You may not alter the values in the list's nodes, only nodes themselves may be changed.
Example 1:
Input: head = [1,2,3,4,5], k = 2 Output: [2,1,4,3,5]
Example 2:
Input: head = [1,2,3,4,5], k = 3 Output: [3,2,1,4,5]
Constraints:
n.1 <= k <= n <= 50000 <= Node.val <= 1000
Follow-up: Can you solve the problem in O(1) extra memory space?
Problem Overview: You are given the head of a singly linked list and an integer k. Reverse the nodes of the list k at a time. If the number of remaining nodes is less than k, leave them as they are. Node values cannot be modified; only pointers can be changed.
This problem tests pointer manipulation on a linked list. The key challenge is reversing exactly k nodes at a time while reconnecting the reversed segments back into the original list.
Approach 1: Iterative Group Reversing (O(n) time, O(1) space)
Traverse the list and process it in fixed-size groups of k. First, check whether k nodes exist ahead using a pointer scan. If fewer than k nodes remain, stop and keep them unchanged. When a valid group is found, reverse the k nodes using the standard in-place linked list reversal technique: iterate through the group and redirect next pointers one by one.
After reversing a group, reconnect three parts: the previous group's tail, the new head of the reversed group, and the next group's starting node. A dummy node before the head simplifies edge cases where the first group gets reversed. This approach touches each node a constant number of times, giving O(n) time complexity and O(1) extra space. This is the most common production-style implementation.
Approach 2: Recursive Group Reversal (O(n) time, O(n/k) recursion stack)
The recursive approach treats the list as repeating blocks of size k. First verify that k nodes exist. If they do, reverse the first k nodes using an iterative reversal loop. After reversing the block, recursively process the remainder of the list starting from the (k+1)th node.

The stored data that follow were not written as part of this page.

PR #6339, opened 2026-01-16
inference trick from: "Improving Cross-Attention based on Positional Alignment during Inference for Robust Long-form Speech Recognition"

Miamoto:
## What did you change?

	•	Added the implementation from "Improving Cross-Attention based on Positional Alignment during Inference for Robust Long-form Speech Recognition"
	•	Introduced new decodingoption to enable inference trick: "inference_lf_trick: True" can be added in decode_asr.yaml file.

---

---

## Is your PR small enough?

yes

---


sw005320:
- Can you fix the CI error?
- Can you come up with a better name for `inference_lf_trick`?
- For the CTC prefix score, [margin](https://github.com/espnet/espnet/blob/df9514742b18d7f599be6fdc0db83cba627abf44/espnet2/legacy/nets/ctc_prefix_score.py#L30) is prepared in `CTCPrefixScorer`, but it cannot be configurable via the current option argument. So, how about using this?

PR #6356, opened 2026-02-02
Fix Whisper tokenizer to use extra_special_tokens for Transformers v5 compatibility

Masao-Someki:
## What did you change?

Updated the Whisper tokenizer logic to use `extra_special_tokens` instead of `additional_special_tokens` when reading/adding special tokens.

---

Transformers v5 removed `tokenization_utils_fast.py` and unified the tokenizer APIs. espnet/whisper still depended on older GPT2Tokenizer attributes (`additional_special_tokens`), which caused errors with the new API. Switching to `extra_special_tokens` fixes compatibility with v5.

---

## Is your PR small enough?

yes. 2 files, 4 add/deletions

---

## Additional Context

https://github.com/huggingface/transformers/blob/main/MIGRATION_GUIDE_V5.md

### DIFF
--- a/espnet2/ps2st/espnet_model.py
+++ b/espnet2/ps2st/espnet_model.py
@@ -16,6 +16,7 @@ try:
         AutoProcessor,
         Qwen2AudioForConditionalGeneration,
     )
+
     is_transformers_available = True
 except ImportError:
     is_transformers_available = False


sw005320:
Thanks!

How about considering the suggestions from the Gemini code reviews?

sw005320:
Thanks.
I did not fully understand it, but `self.tokenizer.tokenizer.extra_special_tokens` seems to be omitted with this change.
Is it OK?
Did you confirm by throwing some examples? (We may add a test about it)

Masao-Someki:
Thank you!

Tokens in `extra_special_tokens` are ignored inside the `add_special_tokens` function, so we can remove it from the original code.
In this code, tokens that already exist in `extra_special_tokens` are filtered out, so this part can be shortened from the beginning.
https://github.com/huggingface/transformers/blob/56c4b5e37f92b4ee8716beca3b26dee5c5e63dc5/src/transformers/tokenization_utils_base.py#L1176-L1184

I also found that this fix only supports `transformers >= 5.0.0`, so I recovered `additional_special_tokens` to maintain support for `transformers < 5.0.0` as well.

Masao-Someki:
(It appears that GitHub Actions is currently experiencing an incident. I'll re-run it once the service has recovered.)

PR #6713, opened 2026-09-19
Link the OWSM v4 Space now that it is up

sw005320:
## What

#6711 deliberately named `espnet/owsm-v4` in code rather than linking it: the Space did not exist yet, and the daily `check_demo_links` job would have reported the 404 — correctly. It is up and running now, so the three places that referred to it become links: the README, the CTC demo's description (its sibling), and the v4 demo's own card.

The effect that matters is not the links themselves: both Spaces are now inside the daily check, so if either stops running an issue is filed rather than the demo quietly rotting, which is how the previous five got to 2021.

## Checked

```
checked 6 notebook links and 3 Space links     # exit 0, so all three are running
```

The drift tests still pass, pre-commit is clean.


sw005320:
@coderabbitai full review

PR #6714, opened 2026-09-19
Bump the version to 202610 for the interim release

sw005320:
## What

One line: `version.txt` becomes `202610`. `doc/make_release.py --apply` wrote it and prepared the draft release for `v.202610`; merging this is step 1 of the four the script prints, and the tag must not be created before it lands, or the published package would carry the old version.

## Why the number

The milestone `v.202610` collects **everything merged since `v.202609`** — 80 pull requests, including this week's work on making published models loadable, the `espnet` command line, and the two OWSM demos. The in-flight work stays in `v.202612`, which keeps its 23 open items.

`master` said `202609.post1`, which is *older* than the `202609.post2` on PyPI: that patch release was cut from a branch off the `v.202609` tag with the bump on it, so master never saw the change. `202610` is ahead of both, and matches the month this release goes out — the same way `202204` and `202205` were a month apart.

## Checked

- `v.202610` has 0 open items and 80 closed, which is what the preflight requires.
- The other preflight checks pass: `id-token: write` present, no secret in the publish workflow, no direct reference in `pyproject.toml` — the three that silently kept espnet off PyPI between 202604 and 202609.
- Neither the tag `v.202610` nor that version on PyPI exists yet.

## After this merges

The remaining steps are the script's, in order: fill in the Overview on the draft, publish the draft (**this creates the tag and uploads to PyPI, and cannot be undone**), then check `gh run list --workflow publish_python_package.yml` — both 202604 tags failed there silently.


sw005320:
@coderabbitai full review

PR #6716, opened 2026-09-19
Say 202610 in What's new, and make the next release say its own

sw005320:
`README.md#whats-new` still described 202609 after 202610 shipped, and five pull requests were merged into 202610 with no milestone at all, so the notes never listed them. Both were manual steps that nothing pointed at.

**Now.** The 202610 entry is written from the published release notes, and 202609 moves into `Earlier releases`. (The five milestone-less pull requests, #6714, #6607, #6606, #6604 and #6594, have been assigned to v.202610.)

**Next time**, in `doc/make_release.py`:

- `--apply` writes the What's new entry with a placeholder summary, so the version bump pull request already carries it. Preflight fails while the entry is missing, and again while it still holds the placeholder.
- Preflight fails when merged pull requests since the previous tag have no milestone and were not opened by a bot; they would be missing from the notes.
- Preflight fails when no milestone exists for the release after this one, since that is where the next pull requests go.
- The printed hand-work list now starts with the README summary and ends with creating the following milestone.
- A README whose What's new section is not shaped as expected is reported, not rewritten.

Checked against the real repository: the current release passes the README check, the next one fails without `--apply`, `--apply` writes the entry and demotes 202610, and the milestone search found exactly the five pull requests above before they were fixed and reports clean now.

The automation that keeps the milestone filled in, `.github/workflows/assign_milestone.yml`, is #6717.


sw005320:
Fixed in the last commit. `readme_up_to_date` now validates the section structure first and reports it when the What's new list, the `Earlier releases` block or the `Full history:` line is not there, instead of passing on a bullet found anywhere in the file. The bullet is then looked for only in the current What's new list, so an entry already demoted into `Earlier releases` no longer reads as this release being announced.

Checked on a copy of the README with `Earlier releases` renamed: preflight reports the structure, and `--apply` writes nothing. Checked too that after the next release is added, 202610 stops counting as the announcement.

PR #6717, opened 2026-09-19
Give every human pull request the next release milestone

sw005320:
The release notes are generated from a milestone. A pull request without one is simply not in them, and assigning it was a manual step that everyone forgot, so the 202610 notes had to be reconciled by hand afterwards.

What this adds:

- **On open, reopen or ready-for-review**, the pull request gets the earliest open `v.YYYYMM` milestone, which is the next release. A milestone already set is left alone.
- **Bots are skipped.** A dependency bump or a pre-commit autoupdate is not something anyone writes a release note from.
- **A daily sweep** assigns the ones the event missed, so pull requests opened before this existed are covered too.

It follows `label_pull_request.yml`: `pull_request_target` so fork pull requests get a writable token, no checkout, nothing from the pull request is executed. The companion change to `doc/make_release.py`, which fails preflight when merged pull requests since the last tag have no milestone, is in #6716.

`ci/check_ci_image_config.py` passes.


sw005320:
Both addressed in the last commit.

The milestone is now re-read immediately before the write, for the event path and the sweep alike, so a milestone set between listing and patching is left alone rather than replaced by the default.

`workflow_dispatch` is gone. The daily sweep covers the same need, and dropping it means this job's write permissions cannot be run from a ref someone picks.

PR #6718, opened 2026-09-19
Two fixes the course notebook needed: hydra effects and S2T data augmentation

sw005320:
The ASR tutorial used in CMU 11492/11692/18495 installs espnet from `owaski/espnet -b ls_asr100_2_ctc`, because three things it needs live only there. We are moving those course notebooks into `espnet/notebook` and maintaining them, which means they have to install released espnet, so the three come here.

- **`Speech2TextCTCGreedySearch`** decodes with the CTC branch of an encoder-decoder S2T model such as OWSM v3.1: no decoder, no search, much faster, worse transcripts. That trade is right for a teaching example or a sanity check. `espnet2.bin.s2t_inference_ctc` stays the one for a model trained CTC-only, such as OWSM-CTC. The result carries `None` where a hypothesis would be, and the type alias now says so.
- **`DataAugmentation` accepts the `ListConfig` a hydra config arrives as.** Its elements are `ListConfig` too, so the `isinstance(tup[1], list)` test read every effect wrongly. The fork imported omegaconf at module level; that would put a training dependency on an inference path, which `ci/check_inference_imports.py` forbids, so the import is lazy and keyed on the type's module.
- **`S2TPreprocessor` forwards `data_aug_effects`, `data_aug_num` and `data_aug_prob`** to `CommonPreprocessor`, which has always taken them. Without this, an S2T config asking for speed perturbation trained without it and said nothing.

Tests: CTC greedy decoding returns text with no hypothesis and with blanks and repeats collapsed; `DataAugmentation` built from an `OmegaConf` list reads the probabilities correctly (verified that it fails without the fix); `S2TPreprocessor` ends up with the augmentation its arguments asked for.

`ci/check_inference_imports.py` passes: 27 inference modules import with a bare install.


sw005320:
Both addressed.

`batch_decode` is overridden: it pads and encodes the batch once, then collapses each utterance's CTC path through the same `_decode_single_sample`, so `__call__` and `batch_decode` cannot answer differently for one model. A test asserts they agree, utterance by utterance. The prompt arguments are accepted so a collated batch still passes straight through, and the class docstring says plainly that they are ignored: they condition the decoder, which this class never runs.

The augmentation test now carries only the nested effect. With two effects `DataAugmentation` picks one at random, so it could have passed against the broken version; it also asserts the converted structure rather than only that the call does not raise.

popcornell:
It seems to me that S2TCTCPreprocessor (OWSM-CTC, same file) has the identical problem ?
It inherits _speech_process but its `__init__ `doesn't accept or forward the three data_aug_* kwargs, so an OWSM-CTC config with augmentation fails with the same TypeError.
Maybe we just apply the same change there?

sw005320:
Good catch, and it was the same bug: `S2TCTCPreprocessor` inherits `_speech_process` from `CommonPreprocessor` exactly as `S2TPreprocessor` does, and its `__init__` neither accepted nor forwarded `data_aug_effects`, `data_aug_num` or `data_aug_prob`. An OWSM-CTC config asking for speed perturbation trained without it, the same way.

Fixed in the same shape, and the test is parametrised over both preprocessors now. I checked it the other way round too: removing either fix makes that preprocessor's case fail, so the test is testing the thing.

sw005320:
@popcornell, if it looks OK, can you approve this PR?

Emrys365 (approved):
LSTM

popcornell:
I checked  i think it is ok now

The original head of the block becomes the tail after reversal. Connect this node to the result returned by the recursive call. Each recursive frame processes exactly one block of size k, so the total work remains O(n). The recursion stack depth is about n/k, which gives O(n/k) auxiliary space.
This approach reads naturally because each call solves one block and delegates the rest. It is a good demonstration of recursion applied to pointer structures, though it uses extra stack space compared to the iterative version.
Recommended for interviews: The iterative group-reversal approach is typically expected. It demonstrates strong control over pointer manipulation, constant-space optimization, and careful handling of boundary conditions. Showing the recursive idea first can communicate conceptual clarity, but the iterative solution proves you can implement an optimal O(n) and O(1) solution.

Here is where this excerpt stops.